SGLang (Recommended)

python -m sglang.launch_server \
  --model-path FINAL-Bench/Darwin-35B-A3B-Opus \
  --tp 1 \
  --mem-fraction-static 0.90 \
  --context-length 32768 \
  --trust-remote-code

vLLM

vllm serve FINAL-Bench/Darwin-35B-A3B-Opus \
  --trust-remote-code \
  --enforce-eager

Transformers

from transformers import AutoTokenizer, AutoModelForCausalLM

tokenizer = AutoTokenizer.from_pretrained(
    "FINAL-Bench/Darwin-35B-A3B-Opus",
    trust_remote_code=True,
    use_fast=True,
)
model = AutoModelForCausalLM.from_pretrained(
    "FINAL-Bench/Darwin-35B-A3B-Opus",
    dtype="bfloat16",
    device_map="auto",
    trust_remote_code=True,
)

Evolution Details

Engine Darwin V5 (Evolutionary Merge + Layer-Level Diagnostics)
Merge Backend mergekit (DARE-TIES)
Evolution CMA-ES, Phase 1 (200 steps proxy) + Phase 2 (30 steps real benchmark)
Final real_score 0.8405
Merge Time 181.6 seconds
Merge Commit 109838c2
Infrastructure 4 x NVIDIA H100 93GB NVL

Acknowledgements

  • Korean Government β€” GPU Support Program research grant
  • Qwen Team β€” Qwen3.5-35B-A3B base architecture
  • Jackrong β€” Claude 4.6 Opus Reasoning Distilled model
  • mergekit β€” Merge backend infrastructure
  • nohurry, TeichAI β€” Distillation datasets

Citation

@misc{vidraft_darwin_35b_opus,
  title        = {Darwin-35B-A3B-Opus: Diagnostic-Guided Evolutionary Merge},
  author       = {VIDRAFT},
  year         = {2026},
  publisher    = {Hugging Face},
  howpublished = {\url{https://huggingface.co/FINAL-Bench/Darwin-35B-A3B-Opus}}
}

FAQ

How does Darwin V5 differ from mergekit evolve?

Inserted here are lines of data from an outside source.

PR #4284, opened 2021-09-30
feat(cli): add test for readSocketPath

jsjoeio:
This PR adds tests for `readSocketPath`.

## TODOs

- [x] extract `readSocketPath` and export
- [x] fix TS error
- [x] write test for `readSocketPath`

Fixes N/A

### DIFF
--- a/.github/workflows/ci.yaml
+++ b/.github/workflows/ci.yaml
@@ -31,14 +31,18 @@ jobs:
       - name: Install helm
         uses: azure/setup-helm@v1.1
 
-      - name: Fetch dependencies from cache
-        id: cache-yarn
-        uses: actions/cache@v2
-        with:
-          path: "**/node_modules"
-          key: yarn-build-${{ hashFiles('**/yarn.lock') }}
-          restore-keys: |
-            yarn-build-
+      # NOTE@jsjoeio
+      # disabling this until we can audit the build process
+      # and the usefulness of this step
+      # See: https://github.com/cdr/code-server/issues/4287
+      # - name: Fetch dependencies from cache
+      #   id: cache-yarn
+      #   uses: actions/cache@v2
+      #   with:
+      #     path: "**/node_modules"
+      #     key: yarn-build-${{ hashFiles('**/yarn.lock') }}
+      #     restore-keys: |
+      #       yarn-build-
 
       - name: Install dependencies
         # if: steps.cache-yarn.outputs.cache-hit != 'true'
--- a/src/node/cli.ts
+++ b/src/node/cli.ts
@@ -662,7 +662,7 @@ function bindAddrFromAllSources(...argsConfig: Args[]): Addr {
 /**
  * Reads the socketPath based on path passed in.
  *
- * The one usually pased in is the DEFAULT_SOCKET_PATH.
+ * The one usually passed in is the DEFAULT_SOCKET_PATH.
  *
  * If it can't read the path, it throws an error and returns undefined.
  */
--- a/src/node/cli.ts
+++ b/src/node/cli.ts
@@ -3,7 +3,9 @@ import { promises as fs } from "fs"
 import yaml from "js-yaml"
 import * as os from "os"
 import * as path from "path"
-import { canConnect, generateCertificate, generatePassword, humanPath, paths } from "./util"
+import { canConnect, generateCertificate, generatePassword, humanPath, paths, isNodeJSErrnoException } from "./util"
+
+const DEFAULT_SOCKET_PATH = path.join(os.tmpdir(), "vscode-ipc")
 
 export enum Feature {
   // No current experimental features!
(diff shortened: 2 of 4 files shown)


src/node/cli.ts
```diff
@@ -667,6 +669,26 @@ export const shouldRunVsCodeCli = (args: Args): boolean => {
   return extensionRelatedArgs.some((arg) => argKeys.includes(arg))
 }
 
+/**
+ * Reads the socketPath which defaults to a temporary directory
+ * with another directory called vscode-ipc.
+ *
+ * If it can't read the path, it throws an error and returns undefined.
+ */
+export async function readSocketPath(path: string): Promise<string | undefined> {
```
jsjoeio, line 678: 💅 Mainly stylistic changes:
- make pure by passing in path
- export so we can test
- add check for `isNodeJSErronoException` so TS knows it has `error.code` and so we only throw if not a Node.js exception.

src/node/util.ts
```diff
@@ -482,7 +482,7 @@ export function escapeHtml(unsafe: string): string {
  * it has a .code property.
  */
 export function isNodeJSErrnoException(error: unknown): error is NodeJS.ErrnoException {
-  return error instanceof Error && (error as NodeJS.ErrnoException).code !== undefined
+  return error !== undefined && (error as NodeJS.ErrnoException).code !== undefined
```
jsjoeio, line 485: @code-asher and I learned `ErrnoException` extends `Error` but it is not an instance of `Error` so we had to fix this check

Darwin V5 uses mergekit as its merge backend. The addition is a three-phase diagnostic pipeline: (1) pre-merge parent profiling measuring expert activation frequency, routing entropy, and probe cosine distance across 40 layers x 256 experts, (2) evolution with diagnostic-informed initial population and constrained search space, (3) post-merge child validation comparing layer importance against both parents. Standard mergekit evolve does not include phases 1 and 3.
What are "Dead Experts"? In MoE models, each layer has 256 experts. An expert is "dead" when its activation frequency falls below 5% across a 1K-sample calibration dataset. The Mother showed 50-65% dead experts because LoRA SFT only updates a parameter subset β€” experts not activated by text-only training data become inactive.
Are both parents the same architecture? Yes. Both are Qwen3.5-35B-A3B β€” identical architecture, layer count, and expert structure. The Mother is a LoRA SFT on the same base. "Text-only" refers to training data, not model architecture.
What GPU do I need? BF16: H100 93GB (comfortable) or A100 80GB (tight). Q4: RTX 4090 24GB. Only 3B active per token despite 35B total.
Does it support images/video? Yes. Inherited from the Father. The Mother lost multimodal during text-only fine-tuning, but the merge preserves Father's multimodal routing at L39 and replaces dead multimodal experts with living ones.